__Task goal__: Filter out all lines without the word "restored" from the data below, please, and copy the rest.

__Extracted records__:
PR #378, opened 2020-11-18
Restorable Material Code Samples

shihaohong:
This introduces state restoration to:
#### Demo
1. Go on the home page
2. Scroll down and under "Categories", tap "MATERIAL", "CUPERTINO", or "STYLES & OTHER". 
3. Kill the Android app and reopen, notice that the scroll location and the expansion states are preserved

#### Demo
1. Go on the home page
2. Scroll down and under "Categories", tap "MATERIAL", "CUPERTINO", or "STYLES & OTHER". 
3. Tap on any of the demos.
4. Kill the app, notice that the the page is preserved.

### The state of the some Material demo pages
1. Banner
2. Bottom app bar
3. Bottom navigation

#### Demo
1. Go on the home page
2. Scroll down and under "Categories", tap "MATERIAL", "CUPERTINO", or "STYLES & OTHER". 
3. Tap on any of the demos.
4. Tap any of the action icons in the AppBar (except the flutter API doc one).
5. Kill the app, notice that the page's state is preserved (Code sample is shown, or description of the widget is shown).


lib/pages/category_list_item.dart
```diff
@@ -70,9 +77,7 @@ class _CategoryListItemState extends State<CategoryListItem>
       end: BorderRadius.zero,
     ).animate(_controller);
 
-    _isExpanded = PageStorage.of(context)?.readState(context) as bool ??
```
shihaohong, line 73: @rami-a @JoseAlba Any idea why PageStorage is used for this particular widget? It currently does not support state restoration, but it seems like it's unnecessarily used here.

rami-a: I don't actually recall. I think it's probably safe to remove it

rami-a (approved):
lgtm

--

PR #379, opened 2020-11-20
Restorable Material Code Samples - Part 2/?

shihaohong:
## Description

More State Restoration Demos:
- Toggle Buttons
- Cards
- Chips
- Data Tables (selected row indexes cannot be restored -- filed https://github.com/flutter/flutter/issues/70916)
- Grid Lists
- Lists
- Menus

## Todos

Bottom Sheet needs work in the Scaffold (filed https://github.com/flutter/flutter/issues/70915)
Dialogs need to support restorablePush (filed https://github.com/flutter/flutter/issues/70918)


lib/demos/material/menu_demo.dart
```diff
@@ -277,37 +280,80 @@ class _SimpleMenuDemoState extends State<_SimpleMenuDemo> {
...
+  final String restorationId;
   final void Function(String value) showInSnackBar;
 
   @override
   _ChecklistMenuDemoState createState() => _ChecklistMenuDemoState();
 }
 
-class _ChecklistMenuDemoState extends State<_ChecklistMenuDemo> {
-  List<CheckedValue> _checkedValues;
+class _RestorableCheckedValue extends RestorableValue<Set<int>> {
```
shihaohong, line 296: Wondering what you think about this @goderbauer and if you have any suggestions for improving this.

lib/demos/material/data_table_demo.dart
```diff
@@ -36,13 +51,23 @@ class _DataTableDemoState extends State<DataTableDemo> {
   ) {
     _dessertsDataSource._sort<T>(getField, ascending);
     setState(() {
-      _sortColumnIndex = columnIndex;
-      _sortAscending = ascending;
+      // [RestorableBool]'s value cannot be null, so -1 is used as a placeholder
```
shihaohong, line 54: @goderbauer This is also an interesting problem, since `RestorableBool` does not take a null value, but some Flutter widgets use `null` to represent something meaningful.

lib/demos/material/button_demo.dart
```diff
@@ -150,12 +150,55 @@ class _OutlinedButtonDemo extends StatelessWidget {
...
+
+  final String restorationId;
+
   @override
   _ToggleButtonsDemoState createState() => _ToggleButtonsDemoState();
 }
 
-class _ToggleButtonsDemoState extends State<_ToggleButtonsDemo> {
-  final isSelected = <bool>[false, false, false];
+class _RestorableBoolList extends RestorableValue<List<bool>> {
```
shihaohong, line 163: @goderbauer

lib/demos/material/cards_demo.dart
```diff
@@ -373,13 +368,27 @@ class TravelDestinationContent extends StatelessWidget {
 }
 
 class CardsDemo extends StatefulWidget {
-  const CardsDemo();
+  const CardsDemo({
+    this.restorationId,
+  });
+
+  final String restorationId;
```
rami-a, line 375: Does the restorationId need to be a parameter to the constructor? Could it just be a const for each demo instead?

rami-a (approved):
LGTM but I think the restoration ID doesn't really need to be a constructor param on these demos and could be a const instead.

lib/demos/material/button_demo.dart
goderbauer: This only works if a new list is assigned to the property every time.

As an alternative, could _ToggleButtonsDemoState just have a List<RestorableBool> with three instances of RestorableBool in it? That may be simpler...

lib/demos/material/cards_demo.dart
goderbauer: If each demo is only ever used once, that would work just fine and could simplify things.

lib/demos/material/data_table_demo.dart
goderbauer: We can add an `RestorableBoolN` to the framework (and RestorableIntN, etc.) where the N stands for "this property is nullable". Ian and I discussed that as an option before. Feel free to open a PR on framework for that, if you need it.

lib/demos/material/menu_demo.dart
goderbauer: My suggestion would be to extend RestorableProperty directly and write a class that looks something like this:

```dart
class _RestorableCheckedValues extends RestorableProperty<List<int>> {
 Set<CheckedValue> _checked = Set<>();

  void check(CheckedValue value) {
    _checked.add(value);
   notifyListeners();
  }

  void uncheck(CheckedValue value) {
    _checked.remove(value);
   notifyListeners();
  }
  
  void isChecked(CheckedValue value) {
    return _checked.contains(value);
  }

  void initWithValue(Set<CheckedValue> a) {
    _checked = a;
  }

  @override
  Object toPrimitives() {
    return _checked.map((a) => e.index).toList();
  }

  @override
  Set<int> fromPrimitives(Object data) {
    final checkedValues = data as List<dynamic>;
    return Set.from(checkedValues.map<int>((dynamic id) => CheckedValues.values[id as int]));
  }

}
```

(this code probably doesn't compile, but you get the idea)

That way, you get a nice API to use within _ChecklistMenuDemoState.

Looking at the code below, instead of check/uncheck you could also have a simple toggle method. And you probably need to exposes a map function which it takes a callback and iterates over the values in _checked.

==

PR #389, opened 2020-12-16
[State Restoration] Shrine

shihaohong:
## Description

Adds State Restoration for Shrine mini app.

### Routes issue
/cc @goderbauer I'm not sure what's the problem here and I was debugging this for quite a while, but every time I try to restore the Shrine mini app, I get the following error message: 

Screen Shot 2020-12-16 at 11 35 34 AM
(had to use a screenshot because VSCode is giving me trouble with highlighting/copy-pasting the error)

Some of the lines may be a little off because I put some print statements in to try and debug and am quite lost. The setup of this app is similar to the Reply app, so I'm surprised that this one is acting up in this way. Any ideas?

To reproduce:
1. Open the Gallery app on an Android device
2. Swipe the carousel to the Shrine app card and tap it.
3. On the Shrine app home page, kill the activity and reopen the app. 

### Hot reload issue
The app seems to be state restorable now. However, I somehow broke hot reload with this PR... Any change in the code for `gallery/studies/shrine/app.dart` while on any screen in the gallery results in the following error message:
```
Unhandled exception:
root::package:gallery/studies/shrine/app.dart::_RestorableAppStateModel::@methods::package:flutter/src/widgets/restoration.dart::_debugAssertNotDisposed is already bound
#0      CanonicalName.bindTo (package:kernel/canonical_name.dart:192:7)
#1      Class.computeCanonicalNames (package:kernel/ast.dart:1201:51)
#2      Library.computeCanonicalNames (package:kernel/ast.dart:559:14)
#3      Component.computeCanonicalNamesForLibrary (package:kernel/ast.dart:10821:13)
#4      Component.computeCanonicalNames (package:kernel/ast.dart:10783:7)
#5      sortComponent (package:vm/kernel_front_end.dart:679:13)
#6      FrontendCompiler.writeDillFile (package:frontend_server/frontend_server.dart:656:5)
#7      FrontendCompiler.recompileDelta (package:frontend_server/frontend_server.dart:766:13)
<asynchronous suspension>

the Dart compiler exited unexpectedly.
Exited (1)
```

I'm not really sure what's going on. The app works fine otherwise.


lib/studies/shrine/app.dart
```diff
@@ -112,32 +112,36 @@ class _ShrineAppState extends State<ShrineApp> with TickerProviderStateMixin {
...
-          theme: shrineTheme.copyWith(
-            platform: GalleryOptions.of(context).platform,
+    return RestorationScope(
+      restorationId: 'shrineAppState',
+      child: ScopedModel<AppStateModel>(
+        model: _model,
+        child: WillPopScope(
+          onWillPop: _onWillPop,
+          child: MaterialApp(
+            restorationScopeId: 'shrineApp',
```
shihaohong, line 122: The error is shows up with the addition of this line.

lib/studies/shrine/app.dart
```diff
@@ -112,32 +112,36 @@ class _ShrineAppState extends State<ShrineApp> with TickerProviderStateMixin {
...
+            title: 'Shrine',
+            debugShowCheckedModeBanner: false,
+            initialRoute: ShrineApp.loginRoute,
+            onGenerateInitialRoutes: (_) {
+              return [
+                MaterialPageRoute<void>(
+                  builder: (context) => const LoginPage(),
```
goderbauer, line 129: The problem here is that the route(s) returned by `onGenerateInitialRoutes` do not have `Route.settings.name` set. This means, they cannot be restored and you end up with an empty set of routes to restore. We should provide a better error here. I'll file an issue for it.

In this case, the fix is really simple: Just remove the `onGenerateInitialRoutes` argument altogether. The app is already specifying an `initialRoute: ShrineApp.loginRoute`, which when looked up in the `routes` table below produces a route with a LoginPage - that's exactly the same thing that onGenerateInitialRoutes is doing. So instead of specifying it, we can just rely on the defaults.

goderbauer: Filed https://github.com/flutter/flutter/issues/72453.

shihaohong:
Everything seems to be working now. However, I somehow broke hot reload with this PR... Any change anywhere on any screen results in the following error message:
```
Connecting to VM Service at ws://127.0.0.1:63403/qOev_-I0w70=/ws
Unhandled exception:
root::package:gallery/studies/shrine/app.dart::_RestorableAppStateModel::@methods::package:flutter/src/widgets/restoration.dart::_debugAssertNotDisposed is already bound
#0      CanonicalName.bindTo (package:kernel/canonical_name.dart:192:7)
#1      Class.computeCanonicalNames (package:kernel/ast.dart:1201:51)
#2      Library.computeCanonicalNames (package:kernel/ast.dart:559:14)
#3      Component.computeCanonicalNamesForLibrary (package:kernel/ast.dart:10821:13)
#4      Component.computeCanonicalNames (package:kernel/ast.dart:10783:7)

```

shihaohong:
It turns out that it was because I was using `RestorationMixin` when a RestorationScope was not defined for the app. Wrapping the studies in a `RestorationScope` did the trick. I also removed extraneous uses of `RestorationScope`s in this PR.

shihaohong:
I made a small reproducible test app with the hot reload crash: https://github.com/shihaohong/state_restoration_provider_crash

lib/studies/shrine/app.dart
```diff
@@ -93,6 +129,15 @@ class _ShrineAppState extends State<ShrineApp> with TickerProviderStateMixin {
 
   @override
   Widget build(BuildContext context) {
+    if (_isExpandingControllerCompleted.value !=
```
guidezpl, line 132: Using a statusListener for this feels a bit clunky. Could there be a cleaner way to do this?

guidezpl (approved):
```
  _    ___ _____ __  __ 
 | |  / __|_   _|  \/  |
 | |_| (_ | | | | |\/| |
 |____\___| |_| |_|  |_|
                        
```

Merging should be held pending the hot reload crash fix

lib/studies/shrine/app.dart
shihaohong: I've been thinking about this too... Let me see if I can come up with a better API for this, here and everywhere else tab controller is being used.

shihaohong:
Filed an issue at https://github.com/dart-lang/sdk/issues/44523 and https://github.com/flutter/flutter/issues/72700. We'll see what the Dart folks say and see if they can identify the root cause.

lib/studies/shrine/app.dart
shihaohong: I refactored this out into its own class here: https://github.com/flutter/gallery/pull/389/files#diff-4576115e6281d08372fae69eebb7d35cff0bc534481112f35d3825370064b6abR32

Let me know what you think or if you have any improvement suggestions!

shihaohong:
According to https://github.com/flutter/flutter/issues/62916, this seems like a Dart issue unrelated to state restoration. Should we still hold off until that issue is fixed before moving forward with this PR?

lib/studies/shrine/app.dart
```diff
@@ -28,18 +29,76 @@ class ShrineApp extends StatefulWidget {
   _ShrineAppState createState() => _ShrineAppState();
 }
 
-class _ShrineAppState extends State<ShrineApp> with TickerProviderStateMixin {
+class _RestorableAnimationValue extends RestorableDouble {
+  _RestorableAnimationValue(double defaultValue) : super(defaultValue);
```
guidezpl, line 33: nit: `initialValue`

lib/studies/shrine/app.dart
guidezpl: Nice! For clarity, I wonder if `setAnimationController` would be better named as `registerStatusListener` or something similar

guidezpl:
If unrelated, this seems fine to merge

__Solution for this problem__:
- Data Tables (selected row indexes cannot be restored -- filed https://github.com/flutter/flutter/issues/70916)
goderbauer, line 129: The problem here is that the route(s) returned by `onGenerateInitialRoutes` do not have `Route.settings.name` set. This means, they cannot be restored and you end up with an empty set of routes to restore. We should provide a better error here. I'll file an issue for it.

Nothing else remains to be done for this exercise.